PR #138, opened 2018-01-08
Incorrect link to community website

melroy89:
Fix link.

### DIFF
--- a/README.md
+++ b/README.md
@@ -4,11 +4,11 @@ Odoo Dutch localization project
 ===============================
 
 This repository includes all the Odoo 11.0 modules developed to fit the specific needs of the Netherlands.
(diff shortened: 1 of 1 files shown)


hbrunn:
thanks for this, but the OCA website is still a bit in flux after the update to 10 a few weeks ago, so I expect the project links to work again in a while. SSL links are a good choice then anyways. I suggest to keep this open for a while to see how the OCA website develops, we want to link to the nl-specific page because it contains info like the mission statement, the OCA representatives etc

melroy89:
OK I see, thank you for thinking along.

melroy89:
Let's close it, and see if they fix the website anytime soon.

PR #130, opened 2017-12-12
[IMP] Round floats to two decimals

RoelAdriaans:
We use a database with multi-currency, and because Odoo's habbit to use floats, we also have floats in the database. 

Report does no rounding, giving us the wonderfull errors:
<pre>
 :140197:0:ERROR:SCHEMASV:SCHEMAV_CVC_FRACTIONDIGITS_VALID: Element '{http://www.auditfiles.nl/XAF/3.2}amnt': [facet 'fractionDigits'] The value '1183.03194186' has more fractional digits than are allowed ('2').

:140197:0:ERROR:SCHEMASV:SCHEMAV_CVC_DATATYPE_VALID_1_2_1: Element '{http://www.auditfiles.nl/XAF/3.2}amnt': '1183.03194186' is not a valid value of the atomic type '{http://www.auditfiles.nl/XAF/3.2}Amount2decimals'.

:140209:0:ERROR:SCHEMASV:SCHEMAV_CVC_FRACTIONDIGITS_VALID: Element '{http://www.auditfiles.nl/XAF/3.2}amnt': [facet 'fractionDigits'] The value '1183.03194186' has more fractional digits than are allowed ('2').

:140209:0:ERROR:SCHEMASV:SCHEMAV_CVC_DATATYPE_VALID_1_2_1: Element '{http://www.auditfiles.nl/XAF/3.2}amnt': '1183.03194186' is not a valid value of the atomic type '{http://www.auditfiles.nl/XAF/3.2}Amount2decimals'.

:143824:0:ERROR:SCHEMASV:SCHEMAV_CVC_FRACTIONDIGITS_VALID: Element '{http://www.auditfiles.nl/XAF/3.2}amnt': [facet 'fractionDigits'] The value '1183.03194186' has more fractional digits than are allowed ('2').

:143824:0:ERROR:SCHEMASV:SCHEMAV_CVC_DATATYPE_VALID_1_2_1: Element '{http://www.auditfiles.nl/XAF/3.2}amnt': '1183.03194186' is not a valid value of the atomic type '{http://www.auditfiles.nl/XAF/3.2}Amount2decimals'.

:143836:0:ERROR:SCHEMASV:SCHEMAV_CVC_FRACTIONDIGITS_VALID: Element '{http://www.auditfiles.nl/XAF/3.2}amnt': [facet 'fractionDigits'] The value '1183.03194186' has more fractional digits than are allowed ('2').

[...]

PR #146, opened 2018-01-31
XmlAuditfileFinancieel syntax fix

CGenie:
Some leftover + from git merging was in the file which resulted in
validation errors.

### DIFF
--- a/l10n_nl_xaf_auditfile_export/views/templates.xml
+++ b/l10n_nl_xaf_auditfile_export/views/templates.xml
@@ -148,7 +148,7 @@
                         <docRef><t t-esc="l.ref" t-esc-options='{"widget": "auditfile.string999"}' /></docRef>
                         <effDate><t t-esc="l.date" /></effDate>
                         <desc><t t-esc="l.name" /></desc>
-                        <amnt><t t-esc="l.credit or l.debit" /></amnt>
+                        <amnt><t t-esc="abs(l.balance)" /></amnt>
                         <amntTp><t t-esc="'C' if l.credit else 'D'" /></amntTp>
                         <recRef t-if="l.full_reconcile_id"><t t-esc="l.full_reconcile_id.name" /></recRef>
                         <custSupID t-if="l.partner_id"><t t-esc="l.partner_id.id" /></custSupID>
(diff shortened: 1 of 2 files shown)


astirpe (approved):

l10n_nl_xaf_auditfile_export/views/templates.xml
```diff
@@ -148,7 +148,7 @@
                         <docRef><t t-esc="l.ref" t-esc-options='{"widget": "auditfile.string999"}' /></docRef>
                         <effDate><t t-esc="l.date" /></effDate>
                         <desc><t t-esc="l.name" /></desc>
-                        <amnt><t t-esc="l.credit or l.debit" /></amnt>
+                        <amnt><t t-esc="round(l.credit or l.debit, 2)" /></amnt>
```
astirpe: I think you don't need to round here. The risk is that the rounding will generate an amount different than `l.balance`. See https://github.com/OCA/l10n-netherlands/pull/130#issuecomment-353287014

astirpe (changes requested):

l10n_nl_xaf_auditfile_export/views/templates.xml
CGenie: Well we had this error:
```
:507419:0:ERROR:SCHEMASV:SCHEMAV_CVC_FRACTIONDIGITS_VALID: Element '{http://www.auditfiles.nl/XAF/3.2}amnt': [facet 'fractionDigits'] The value '0.00999999999999' has more fractional digits than are allowed ('2').
```

astirpe: Isn't abs(l.balance) fixing that issue as well?

CGenie: Yes, it works, thanks.

astirpe (approved):

hbrunn:
please squash your commits to one about the country, one about the rounding

hbrunn (approved):

CGenie:
There need to be 3 commits as they fix 3 different things: syntax error in xsd, JE country and rounding error.

hbrunn:
ah right, the -+ line fooled me. Will merge after green runbot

::::

» **Exercise directions**
Copy all of the data exactly.

» **Exercise output**
PR #138, opened 2018-01-08
Incorrect link to community website

melroy89:
Fix link.

### DIFF
--- a/README.md
+++ b/README.md
@@ -4,11 +4,11 @@ Odoo Dutch localization project
 ===============================
 
 This repository includes all the Odoo 11.0 modules developed to fit the specific needs of the Netherlands.
(diff shortened: 1 of 1 files shown)


hbrunn:
thanks for this, but the OCA website is still a bit in flux after the update to 10 a few weeks ago, so I expect the project links to work again in a while. SSL links are a good choice then anyways. I suggest to keep this open for a while to see how the OCA website develops, we want to link to the nl-specific page because it contains info like the mission statement, the OCA representatives etc

melroy89:
OK I see, thank you for thinking along.

melroy89:
Let's close it, and see if they fix the website anytime soon.

PR #130, opened 2017-12-12
[IMP] Round floats to two decimals

RoelAdriaans:
We use a database with multi-currency, and because Odoo's habbit to use floats, we also have floats in the database. 

Report does no rounding, giving us the wonderfull errors:
<pre>
 :140197:0:ERROR:SCHEMASV:SCHEMAV_CVC_FRACTIONDIGITS_VALID: Element '{http://www.auditfiles.nl/XAF/3.2}amnt': [facet 'fractionDigits'] The value '1183.03194186' has more fractional digits than are allowed ('2').

:140197:0:ERROR:SCHEMASV:SCHEMAV_CVC_DATATYPE_VALID_1_2_1: Element '{http://www.auditfiles.nl/XAF/3.2}amnt': '1183.03194186' is not a valid value of the atomic type '{http://www.auditfiles.nl/XAF/3.2}Amount2decimals'.

:140209:0:ERROR:SCHEMASV:SCHEMAV_CVC_FRACTIONDIGITS_VALID: Element '{http://www.auditfiles.nl/XAF/3.2}amnt': [facet 'fractionDigits'] The value '1183.03194186' has more fractional digits than are allowed ('2').

:140209:0:ERROR:SCHEMASV:SCHEMAV_CVC_DATATYPE_VALID_1_2_1: Element '{http://www.auditfiles.nl/XAF/3.2}amnt': '1183.03194186' is not a valid value of the atomic type '{http://www.auditfiles.nl/XAF/3.2}Amount2decimals'.

:143824:0:ERROR:SCHEMASV:SCHEMAV_CVC_FRACTIONDIGITS_VALID: Element '{http://www.auditfiles.nl/XAF/3.2}amnt': [facet 'fractionDigits'] The value '1183.03194186' has more fractional digits than are allowed ('2').

:143824:0:ERROR:SCHEMASV:SCHEMAV_CVC_DATATYPE_VALID_1_2_1: Element '{http://www.auditfiles.nl/XAF/3.2}amnt': '1183.03194186' is not a valid value of the atomic type '{http://www.auditfiles.nl/XAF/3.2}Amount2decimals'.

:143836:0:ERROR:SCHEMASV:SCHEMAV_CVC_FRACTIONDIGITS_VALID: Element '{http://www.auditfiles.nl/XAF/3.2}amnt': [facet 'fractionDigits'] The value '1183.03194186' has more fractional digits than are allowed ('2').

[...]

PR #146, opened 2018-01-31
XmlAuditfileFinancieel syntax fix

CGenie:
Some leftover + from git merging was in the file which resulted in
validation errors.

### DIFF
--- a/l10n_nl_xaf_auditfile_export/views/templates.xml
+++ b/l10n_nl_xaf_auditfile_export/views/templates.xml
@@ -148,7 +148,7 @@
                         <docRef><t t-esc="l.ref" t-esc-options='{"widget": "auditfile.string999"}' /></docRef>
                         <effDate><t t-esc="l.date" /></effDate>
                         <desc><t t-esc="l.name" /></desc>
-                        <amnt><t t-esc="l.credit or l.debit" /></amnt>
+                        <amnt><t t-esc="abs(l.balance)" /></amnt>
                         <amntTp><t t-esc="'C' if l.credit else 'D'" /></amntTp>
                         <recRef t-if="l.full_reconcile_id"><t t-esc="l.full_reconcile_id.name" /></recRef>
                         <custSupID t-if="l.partner_id"><t t-esc="l.partner_id.id" /></custSupID>
(diff shortened: 1 of 2 files shown)


astirpe (approved):

l10n_nl_xaf_auditfile_export/views/templates.xml
```diff
@@ -148,7 +148,7 @@
                         <docRef><t t-esc="l.ref" t-esc-options='{"widget": "auditfile.string999"}' /></docRef>
                         <effDate><t t-esc="l.date" /></effDate>
                         <desc><t t-esc="l.name" /></desc>
-                        <amnt><t t-esc="l.credit or l.debit" /></amnt>
+                        <amnt><t t-esc="round(l.credit or l.debit, 2)" /></amnt>
```
astirpe: I think you don't need to round here. The risk is that the rounding will generate an amount different than `l.balance`. See https://github.com/OCA/l10n-netherlands/pull/130#issuecomment-353287014

astirpe (changes requested):

l10n_nl_xaf_auditfile_export/views/templates.xml
CGenie: Well we had this error:
```
:507419:0:ERROR:SCHEMASV:SCHEMAV_CVC_FRACTIONDIGITS_VALID: Element '{http://www.auditfiles.nl/XAF/3.2}amnt': [facet 'fractionDigits'] The value '0.00999999999999' has more fractional digits than are allowed ('2').
```

astirpe: Isn't abs(l.balance) fixing that issue as well?

CGenie: Yes, it works, thanks.

astirpe (approved):

hbrunn:
please squash your commits to one about the country, one about the rounding

hbrunn (approved):

CGenie:
There need to be 3 commits as they fix 3 different things: syntax error in xsd, JE country and rounding error.

hbrunn:
ah right, the -+ line fooled me. Will merge after green runbot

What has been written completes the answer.